Issue #537, opened 2020-01-24
Option to use SI units in controller/power-distribution interface


jpreiss:
This issue refers to: https://github.com/bitcraze/crazyflie-firmware/compare/master...jpreiss:si-units. The code is not ready to merge into master yet, but it's enough to give an idea.

I propose to add a new interface between controller and power distribution using SI units. In the existing firmware, the units are related to the fixed-point motor power input unit. This is propagated into the controller gain parameters, which do not have any clear physical meaning.

In the new interface, the controller outputs a desired angular acceleration and a desired normalized thrust (thrust divided by mass). The power distribution section is now aware of the Crazyflie's mass, geometry, moments of inertia, and the torque:thrust ratio of the propellers. It uses this system-ID information to compute how much thrust each motor should produce in Newtons.

The result is that the PID controller gains have meaningful non-dimensionalized units; for example the P gain is (m/s^2)/m or just 1/s^2 - it tells how fast we should accelerate per unit of distance away from the setpoint.

The code is rough:
- I only applied the changes to the Mellinger controller in trajectory-tracking mode. There are `assert(false)`s in the other branches.
- I'm not sure if `platform.h` is the right place to put the system-ID info.
- I feel that the code for switching between SI and normal modes is clunky, but we could get rid of that if we convert all the controllers to SI.

If other people want this feature, I hope that other contributors who are more familiar with the other controllers could apply the same process. The main challenge is preserving the controller gain values so that the observable behavior of the CF doesn't change. I documented the process of how I did that [here](https://github.com/jpreiss/crazyflie-fix-units).

krichardsson:
Yes please! We have been discussing this for years, but have never got started.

· · · ·

** TASK DIRECTIONS **
Of the entries above, repeat exactly the lines between the line with "This issue refers" and the line with "I propose to", inclusive, and no others.

** PROBLEM SOLUTION **
This issue refers to: https://github.com/bitcraze/crazyflie-firmware/compare/master...jpreiss:si-units. The code is not ready to merge into master yet, but it's enough to give an idea.

I propose to add a new interface between controller and power distribution using SI units. In the existing firmware, the units are related to the fixed-point motor power input unit. This is propagated into the controller gain parameters, which do not have any clear physical meaning.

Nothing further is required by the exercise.